ABOUT THIS TASK → Go over the entries and report the lines where the word "rules" occurs.
**********
PR #354, opened 2016-12-20
remove deprecated ESLint rule `prefer-reflect`

pishposh:
Not sure why we enabled this rule in the first place, but it’s been deemed [pointless](http://eslint.org/docs/rules/prefer-reflect) by ESLint’s maintainers. (I haven’t updated ESLint or any other dependencies in this p.r., out of caution, having shaved enough yak tonight.)


pishposh:
Whoops, scratch that.

Issue #356, opened 2016-12-21
Feature: Use babel-preset-node6 / node7 for server bundle


c0b:
since the tool [need NodeJS (v6.0+ required)](https://tom29739.github.io/kyt/#quickstart), I think it makes more sense to build server bundle to babel-preset-node6 or node7, and may give an cli switch to output es5 in server bundle if the user really want that;

Refer https://github.com/NYTimes/kyt/issues/216#issue-181175587

right now my workaround is to use a `modifyWebpackConfig` recipe, but if the option can be default that would be better

```js
modifyWebpackConfig: (baseConfig, options) => {

  if (options.type === 'server') {
    const babelLoader = baseConfig.module.rules.find(
          loader => loader.loader === 'babel-loader');
    babelLoader.options.presets = ['node6', 'react'];
  }

  return baseConfig;
}
```

sean-clayton:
**********
COMPLETED TASK →
Not sure why we enabled this rule in the first place, but it’s been deemed [pointless](http://eslint.org/docs/rules/prefer-reflect) by ESLint’s maintainers. (I haven’t updated ESLint or any other dependencies in this p.r., out of caution, having shaved enough yak tonight.)
    const babelLoader = baseConfig.module.rules.find(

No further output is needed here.